(INSTRUCTIONS FOR THE TASK) Set down each entry again exactly as written.

(EXERCISE MATERIAL)
PR #9997, opened 2025-02-20
fix: more consistent lambda mode execution.

howbazaar:
While going through the code I noticed two elements of interest.

Firstly the azure `run_for_event` method used the policy context manager twice, which seemed very weird as the context manager among other things writes the `metadata.json` output file and also has many other context managers contained in it. It is generally expected that this context manager is only used once for a policy execution. When compared with the AWS Lambda mode execution, the initial resource checks are done outside of the context, so as not to generate any metrics or file output if the policy didn't match any resources. So that behaviour is matched here.

Additionally the GCP event mode execution didn't use the context manager at all, which meant that no outputs would be written when the policy executes.  Additionally the run method was identical for the `ApiAuditMode` and `SecurityCenterMode`, so this is brought up into a common base.

### DIFF
--- a/tools/c7n_azure/c7n_azure/policy.py
+++ b/tools/c7n_azure/c7n_azure/policy.py
@@ -315,49 +315,47 @@ class AzureModeCommon:
     def run_for_event(policy, event=None):
         s = time.time()
 
-        with policy.ctx:
-            resources = policy.resource_manager.get_resources(
-                [AzureModeCommon.extract_resource_id(policy, event)])
+        resources = policy.resource_manager.get_resources(
+            [AzureModeCommon.extract_resource_id(policy, event)]
+        )
 
-            resources = policy.resource_manager.filter_resources(
-                resources, event)
+        resources = policy.resource_manager.filter_resources(resources, event)
+
+        if not resources:
+            policy.log.info(
+                "policy: %s resources: %s no resources found" % (policy.name, policy.resource_type)
+            )
+            return
 
         with policy.ctx as ctx:
             rt = time.time() - s
 
             ctx.metrics.put_metric(
-                'ResourceCount', len(resources), 'Count', Scope="Policy",
-                buffer=False)
-            ctx.metrics.put_metric(
-                "ResourceTime", rt, "Seconds", Scope="Policy")
-            ctx.output.write_file(
-                'resources.json', utils.dumps(resources, indent=2))
-
-            if not resources:
-                policy.log.info(
-                    "policy: %s resources: %s no resources found" % (
-                        policy.name, policy.resource_type))
-                return
+                'ResourceCount', len(resources), 'Count', Scope="Policy", buffer=False
+            )
+            ctx.metrics.put_metric("ResourceTime", rt, "Seconds", Scope="Policy")
+            ctx.output.write_file('resources.json', utils.dumps(resources, indent=2))
 
             at = time.time()
             for action in policy.resource_manager.actions:
                 policy.log.info(
                     "policy: %s invoking action: %s resources: %d",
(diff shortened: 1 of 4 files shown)


tools/c7n_azure/c7n_azure/policy.py
```diff
@@ -315,49 +315,45 @@ def extract_resource_id(policy, event):
     def run_for_event(policy, event=None):
         s = time.time()
 
-        with policy.ctx:
```
howbazaar, line 318: The policy context is not designed to be entered more than once. Also here in event mode, we don't want to save output (which happens on context exit) if there are no resources that match the filter. It is not uncommon for the policy to be executed based on a trigger, but the filter expression excludes the resource. When that happens, we don't want to record the execution output. This change brings azure event mode behaviour into line with aws and gcp.

tools/c7n_gcp/c7n_gcp/policy.py
```diff
@@ -101,8 +103,47 @@ def run(self, event, context):
...
+
+        if not resources:
+            self.policy.log.info(
+                "policy: %s resources: %s no resources found"
+                % (self.policy.name, self.policy.resource_type)
+            )
+            return
+        rt = time.time() - s
+
+        with self.policy.ctx as ctx:
```
howbazaar, line 129: Similar to the azure change, but different, the context wasn't being entered at all, which means that the output wasn't being written at all for executions, nor metrics output. This change uses the context, which triggers the metrics and output saving, and also writes out the expected `resources.json` file.

tools/c7n_gcp/c7n_gcp/policy.py
```diff
@@ -101,8 +103,47 @@ def run(self, event, context):
         return PullMode.run(self)
 
 
+class FunctionModeImpl(FunctionMode):
+    def resolve_resources(self, event):
+        raise NotImplementedError("subclass responsibility")  # pragma: no cover
```
ajkerrigan, line 108: If we're going to put this abstract method definition somewhere, seems like it could make more sense higher up (in [ServerlessExecutionMode](https://github.com/cloud-custodian/cloud-custodian/blob/d228a985b604b191ded1b98567bae710f1803c16/c7n/policy.py#L289-L300) for example) since there are existing `resolve_resource()` implementations across providers.

tools/c7n_gcp/c7n_gcp/policy.py
```diff
@@ -101,8 +103,47 @@ def run(self, event, context):
...
+
+    def run(self, event, context):
```
ajkerrigan, line 110: If this is the behavior for all `FunctionMode` subclasses, might it be clearer to move this implementation to there and avoid the extra layer of abstraction?

ajkerrigan (approved):
Thanks for the PR, explanation and tests. Very good catch about the context manager usage!

I'm good with this as-is, but a couple organizational nits/suggestions inline that you can take or leave.

tools/c7n_gcp/c7n_gcp/policy.py
howbazaar: I had added a layer because PeriodicMode also used FunctionMode, but since it never calls resolver_resources, we're probably fine.

tools/c7n_gcp/c7n_gcp/policy.py
howbazaar: I was trying to keep this isolated to `c7n_gcp`. I have future plans for more reuse of base types when we have the c7n.core.

ajkerrigan: Gotcha, fair point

(SOLUTION)
PR #9997, opened 2025-02-20
fix: more consistent lambda mode execution.

howbazaar:
While going through the code I noticed two elements of interest.

Firstly the azure `run_for_event` method used the policy context manager twice, which seemed very weird as the context manager among other things writes the `metadata.json` output file and also has many other context managers contained in it. It is generally expected that this context manager is only used once for a policy execution. When compared with the AWS Lambda mode execution, the initial resource checks are done outside of the context, so as not to generate any metrics or file output if the policy didn't match any resources. So that behaviour is matched here.

Additionally the GCP event mode execution didn't use the context manager at all, which meant that no outputs would be written when the policy executes.  Additionally the run method was identical for the `ApiAuditMode` and `SecurityCenterMode`, so this is brought up into a common base.

### DIFF
--- a/tools/c7n_azure/c7n_azure/policy.py
+++ b/tools/c7n_azure/c7n_azure/policy.py
@@ -315,49 +315,47 @@ class AzureModeCommon:
     def run_for_event(policy, event=None):
         s = time.time()
 
-        with policy.ctx:
-            resources = policy.resource_manager.get_resources(
-                [AzureModeCommon.extract_resource_id(policy, event)])
+        resources = policy.resource_manager.get_resources(
+            [AzureModeCommon.extract_resource_id(policy, event)]
+        )
 
-            resources = policy.resource_manager.filter_resources(
-                resources, event)
+        resources = policy.resource_manager.filter_resources(resources, event)
+
+        if not resources:
+            policy.log.info(
+                "policy: %s resources: %s no resources found" % (policy.name, policy.resource_type)
+            )
+            return
 
         with policy.ctx as ctx:
             rt = time.time() - s
 
             ctx.metrics.put_metric(
-                'ResourceCount', len(resources), 'Count', Scope="Policy",
-                buffer=False)
-            ctx.metrics.put_metric(
-                "ResourceTime", rt, "Seconds", Scope="Policy")
-            ctx.output.write_file(
-                'resources.json', utils.dumps(resources, indent=2))
-
-            if not resources:
-                policy.log.info(
-                    "policy: %s resources: %s no resources found" % (
-                        policy.name, policy.resource_type))
-                return
+                'ResourceCount', len(resources), 'Count', Scope="Policy", buffer=False
+            )
+            ctx.metrics.put_metric("ResourceTime", rt, "Seconds", Scope="Policy")
+            ctx.output.write_file('resources.json', utils.dumps(resources, indent=2))
 
             at = time.time()
             for action in policy.resource_manager.actions:
                 policy.log.info(
                     "policy: %s invoking action: %s resources: %d",
(diff shortened: 1 of 4 files shown)


tools/c7n_azure/c7n_azure/policy.py
```diff
@@ -315,49 +315,45 @@ def extract_resource_id(policy, event):
     def run_for_event(policy, event=None):
         s = time.time()
 
-        with policy.ctx:
```
howbazaar, line 318: The policy context is not designed to be entered more than once. Also here in event mode, we don't want to save output (which happens on context exit) if there are no resources that match the filter. It is not uncommon for the policy to be executed based on a trigger, but the filter expression excludes the resource. When that happens, we don't want to record the execution output. This change brings azure event mode behaviour into line with aws and gcp.

tools/c7n_gcp/c7n_gcp/policy.py
```diff
@@ -101,8 +103,47 @@ def run(self, event, context):
...
+
+        if not resources:
+            self.policy.log.info(
+                "policy: %s resources: %s no resources found"
+                % (self.policy.name, self.policy.resource_type)
+            )
+            return
+        rt = time.time() - s
+
+        with self.policy.ctx as ctx:
```
howbazaar, line 129: Similar to the azure change, but different, the context wasn't being entered at all, which means that the output wasn't being written at all for executions, nor metrics output. This change uses the context, which triggers the metrics and output saving, and also writes out the expected `resources.json` file.

tools/c7n_gcp/c7n_gcp/policy.py
```diff
@@ -101,8 +103,47 @@ def run(self, event, context):
         return PullMode.run(self)
 
 
+class FunctionModeImpl(FunctionMode):
+    def resolve_resources(self, event):
+        raise NotImplementedError("subclass responsibility")  # pragma: no cover
```
ajkerrigan, line 108: If we're going to put this abstract method definition somewhere, seems like it could make more sense higher up (in [ServerlessExecutionMode](https://github.com/cloud-custodian/cloud-custodian/blob/d228a985b604b191ded1b98567bae710f1803c16/c7n/policy.py#L289-L300) for example) since there are existing `resolve_resource()` implementations across providers.

tools/c7n_gcp/c7n_gcp/policy.py
```diff
@@ -101,8 +103,47 @@ def run(self, event, context):
...
+
+    def run(self, event, context):
```
ajkerrigan, line 110: If this is the behavior for all `FunctionMode` subclasses, might it be clearer to move this implementation to there and avoid the extra layer of abstraction?

ajkerrigan (approved):
Thanks for the PR, explanation and tests. Very good catch about the context manager usage!

I'm good with this as-is, but a couple organizational nits/suggestions inline that you can take or leave.

tools/c7n_gcp/c7n_gcp/policy.py
howbazaar: I had added a layer because PeriodicMode also used FunctionMode, but since it never calls resolver_resources, we're probably fine.

tools/c7n_gcp/c7n_gcp/policy.py
howbazaar: I was trying to keep this isolated to `c7n_gcp`. I have future plans for more reuse of base types when we have the c7n.core.

ajkerrigan: Gotcha, fair point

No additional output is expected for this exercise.